The information set forth in this Item 7.01 includes “forward-looking statements.” All statements, other than statements of historical facts, included in this Item 7.01 that address activities, events or developments that the Partnership expects, believes or anticipates will or may occur in the future are forward-looking statements. These forward-looking statements are based on certain assumptions made by the Partnership in reliance on its experience and perception of historical trends, current conditions, expected future developments and other factors the Partnership believes are appropriate under the circumstances. Such statements are inherently uncertain and are subject to a number of risks, many of which are beyond the Partnership’s control. Should one or more of these risks or uncertainties occur, or should underlying assumptions prove incorrect, the Partnership’s actual results and plans could differ materially from those implied or expressed by any forward-looking statement.

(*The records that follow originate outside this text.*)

PR #703, opened 2017-07-06
Don't log reason and code when waiting for image

bburtin:
Don't log the reason and code when waiting for an image.  In my testing,
these always come back as None.

### DIFF
--- a/brkt_cli/aws/aws_service.py
+++ b/brkt_cli/aws/aws_service.py
@@ -699,19 +699,14 @@ def wait_for_image(aws_svc, image_id):
                 continue
             else:
                 log.warn('Unknown AWS error: %s', e)
-        # These two attributes are optional in the response and only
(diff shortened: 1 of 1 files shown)


brkt_cli/aws/aws_service.py
```diff
@@ -699,19 +699,14 @@ def wait_for_image(aws_svc, image_id):
                 continue
             else:
                 log.warn('Unknown AWS error: %s', e)
-        # These two attributes are optional in the response and only
-        # show up sometimes. So we have to getattr them.
-        reason = repr(getattr(image, 'stateReason', None))
-        code = repr(getattr(image, 'code', None))
```
bonzotronix: Looking at the boto doc, I don't see any evidence that boto.ec2.connection.get_image() returns anything other than the image (on success) or None on failure.  So yeah, not sure why we even look for a reason or code.

PR #704, opened 2017-07-11
Paginate file list in GCP buckets

krishnanrs:
The GCP bucket list command returns the first 1000 items by default.
In the case where a bucket contains more than 1000 items, we do not
paginate thru' the entire list of files and as a result only
operate on the first 1000 entries. This especially causes problems
when you specify an encryptor bucket with more than 1000 files as
it incorrectly picks an older Metavisor image.

### DIFF
--- a/brkt_cli/gcp/gcp_service.py
+++ b/brkt_cli/gcp/gcp_service.py
@@ -591,7 +591,13 @@ class GCPService(BaseGCPService):
             return old
 
     def get_image_file(self, bucket):
-        files = self.storage.objects().list(bucket=bucket).execute()['items']
+        files = []
+        request = self.storage.objects().list(bucket=bucket)
+        # Paginate thru' the list of files in the bucket
+        while request:
+            resp = request.execute()
+            files += resp['items']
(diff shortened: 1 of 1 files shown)


brkt_cli/gcp/gcp_service.py
```diff
@@ -591,7 +591,13 @@ def get_younger(self, new, old):
             return old
 
     def get_image_file(self, bucket):
-        files = self.storage.objects().list(bucket=bucket).execute()['items']
+        files = []
+        request = self.storage.objects().list(bucket=bucket)
```
bburtin: Can this be replaced with a search for the `name` field?  That way, we'd avoid paginating through thousands of results.

krishnanrs: This is an issue only when using the internal `metavisor` bucket. Customers use the prod bucket which currently has only 25 items. Hence this will not be an issue in all customer use case. Further, with the `metavisor` bucket, we do not publish the `latest.image.tar.gz` file and hence we would need the full list to identify the latest image.

PR #706, opened 2017-07-11
Paginate thru' S3 bucket elements

krishnanrs:
The logic to match a MV version to an S3 bucket element was not
paginating thru' the S3 bucket list because of which it would
only attempt to match against the first 1000 entries in the bucket.


krishnanrs:
I want to get this change in quickly to unblock the Yolo failures. An ideal fix would be to check thru' each paged elements, instead of the current logic of getting the entire list of elements from the bucket. But much like the other change, the exposure here is limited as this only happens when using the internal  bucket and does not impact customer use cases where only limited number of versions are published.

PR #712, opened 2017-07-13
Add support for port-groups

apoorva-jindal:
Add support for port-groups and virtual-port-groups.
Expose option nic-type to customers to allow them to choose
the network type they want to configure.

### DIFF
--- a/brkt_cli/esx/esx_args.py
+++ b/brkt_cli/esx/esx_args.py
@@ -309,8 +309,21 @@ def add_disk_type(parser):
         '--disk-type',
         metavar='TYPE',
         dest='disk_type',
-        help='thin/thick-lazy-zeroed/thick-eager-zeroed (default: thin)',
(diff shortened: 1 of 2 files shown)


brkt_cli/esx/esx_args.py
```diff
@@ -309,12 +309,23 @@ def add_disk_type(parser):
...
         metavar='TYPE',
         dest='disk_type',
-        help='thin/thick-lazy-zeroed/thick-eager-zeroed (default: thin)',
+        help='thin/thick-lazy-zeroed/thick-eager-zeroed',
         default='thin',
         required=False
     )
 
 
+def add_nic_type(parser, help=argparse.SUPPRESS):
```
krishnanrs: Maybe make this and the disk-type as choices to prevent any user error and make validation simpler?

apoorva-jindal: Fixed.

apoorva-jindal:
Yes, it does fix the network-name issue when encrypting on the ESX host.

PR #713, opened 2017-07-13
Add interactive mode for aws encrypt

billybobjoeaglt:


brkt_cli/aws/encrypt_ami_interactive.py
```diff
@@ -0,0 +1,102 @@
...
+
+def run_interactive_encrypt_ami(values, parsed_config):
+    """
+    Runs the interactive encrypt ami mode
+    :param values: the parsed values
+    :param parsed_config: the parsed config
+    :return: new values
+    """
+    if 'BRKT_API_TOKEN' not in os.environ:  # If missing yeti API token, get it
+        email = InteractiveTextField('Enter Email').run()
```
bburtin: Do we really need OOP concepts here?  Seems like it would be more straightforward to use `raw_input()` and `getpass()`.  Or if you really need fancier behavior, I think a function would suffice.

brkt_cli/aws/encrypt_ami_interactive.py
```diff
@@ -0,0 +1,102 @@
...
+        root_url = 'https://%s:%d' % (
+            env.public_api_host, env.public_api_port)
+        y = YetiService(root_url)
+
+        token = y.auth(email, password)
+        os.environ['BRKT_API_TOKEN'] = token
+
+    regions = map(lambda x: (x.name, x.name), boto.ec2.regions())  # Ask which region
+    regions.sort()
+    config_region = parsed_config.get_option('aws.region')
```
bburtin: I just realized that I misled you here.  You should be checking `values.region`.  That would handle the user either specifying the region in config or on the command line.

brkt_cli/aws/encrypt_ami_interactive.py
```diff
@@ -0,0 +1,102 @@
...
+
+        _, env = parsed_config.get_current_env()
+        root_url = 'https://%s:%d' % (
+            env.public_api_host, env.public_api_port)
+        y = YetiService(root_url)
+
+        token = y.auth(email, password)
+        os.environ['BRKT_API_TOKEN'] = token
+
+    regions = map(lambda x: (x.name, x.name), boto.ec2.regions())  # Ask which region
```
bburtin: Do you have an instance of `AWSService` when you call this code?  We generally put boto calls there, so that we don't have boto calls sprinkled throughout the codebase.

brkt_cli/aws/encrypt_ami_interactive.py
```diff
@@ -0,0 +1,102 @@
...
+    regions.sort()
+    config_region = parsed_config.get_option('aws.region')
+    region_ids = [x[0] for x in regions]
+    if config_region is not None and config_region in region_ids:
+        idx = region_ids.index(config_region)
+        regions[idx] = ('%s ** Default' % regions[idx][1], regions[idx][1])
```
bburtin: I think it would be clearer to just have a simple list of regions as opposed to tuples, and a separate `default_region` variable that you compare against.

brkt_cli/aws/encrypt_ami_interactive.py
```diff
@@ -0,0 +1,102 @@
...
+
+    region = InteractiveSelectionNameValueMenu('Region', regions).run()
+
+    def run_get_ami_lib():  # Get all AMIs in library
+        conn = boto.ec2.connect_to_region(region)
+        images = conn.get_all_images(owners=['self'])
+        return InteractiveSelectionNameValueMenu('AMI',
```
bburtin: This list has the potential of growing out of hand.  If the user owns more than 50 images, I think we should just prompt for the ID.  Also, please use `AWSService` instead of calling boto directly.

brkt_cli/aws/encrypt_ami_interactive.py
```diff
@@ -0,0 +1,102 @@
...
+                                               map(lambda x:
+                                                   (x.name if x.name is not None and x.name != '' else x.id, x.id),
```
bburtin: `x.name if x.name`.  Also, consider breaking the `map()` call out to a separate line of code.

brkt_cli/aws/encrypt_ami_interactive.py
```diff
@@ -0,0 +1,112 @@
...
+    region = InteractiveSelectionMenu('Region', regions).run()
+    if region == default_region_formatted:
+        region = default_region_unformatted
+
+    aws_svc.connect(region)
+
+    def run_get_ami_lib():  # Get all AMIs in library
+        images = aws_svc.get_images(owners=['self'])
+        if len(images) > 50:
+            print format_error('Too many images. Please manually write the AMI.')
```
bburtin: I don't think you need a function that just prepends "Error".  It makes the person reading the code go through an unnecessary level of indirection.  And "Error: " is probably gratuitous anyway, since it's clear from the message that this is an error condition.

Also error messages are usually written to stderr, not stdout.

brkt_cli/aws/encrypt_ami_interactive.py
```diff
@@ -0,0 +1,112 @@
...
+            return None
+        formatted_images = map(lambda x: (x.name if x.name else x.id, x.id), images)
```
bburtin: Am I reading this right?  `formatted_images` is a list that either contains a name or a tuple of two ids?  That is a bit hard to get my head around.

PR #714, opened 2017-07-17
Update AWS code to use boto3

bburtin:
Update AWS code to use boto3.  The bulk of the change is in AWSService,
but higher-level code was also affected for two reasons:

1) A bunch of field names changed
2) Embedded data structures are now dictionaries instead of objects

(2) makes application code a bit icky.  I did my best to code
around this by adding utility functions to a couple of new modules:
boto3_device and boto3_tag.

I was able to encrypt and update Ubuntu, RHEL, CentOS, and Amazon Linux
images with this change.

We still have a little bit of boto2 code in share-logs.  Mark graciously
offered to update and test the share-logs code.

### DIFF
--- a/brkt_cli/aws/__init__.py
+++ b/brkt_cli/aws/__init__.py
@@ -17,8 +17,9 @@ import re
 import tempfile
 import urllib2
 
-import boto
-from boto.exception import EC2ResponseError, NoAuthHandlerFound
+import botocore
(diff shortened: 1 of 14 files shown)


bburtin:
Thanks Krishnan.  Mark discovered that we fail spectacularly when the user doesn't specify AWS creds.  I'll fix it and update the review.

The Partnership undertakes no obligation to publicly update any forward-looking statements, whether as a result of new information or future events. For a detailed list of the Partnership’s risk factors and other cautionary statements including without limitation risks related to volatility of commodity prices; market demand for crude oil, natural gas and natural gas liquids; the effectiveness of the Partnership’s hedging activities; the availability of local, intrastate and interstate transportation systems and other facilities to transport crude oil, natural gas and natural gas liquids; competition in the oil and gas industry; the Partnership’s ability to obtain credit and access the capital markets; general economic conditions; and the effects of government regulations and policies, please consult the Partnership’s Form 10-K, filed with the SEC for the year ended December 31, 2013, and the Partnership’s Forms 10-Q, filed with the SEC for subsequent quarters, as well as any other public filings and press releases.
In accordance with General Instruction B.2 of Form 8-K, the information set forth in this Item 7.01 and in the attached exhibits are deemed to be furnished and shall not be deemed to be “filed” for purposes of Section 18 of the Securities Exchange Act of 1934, as amended.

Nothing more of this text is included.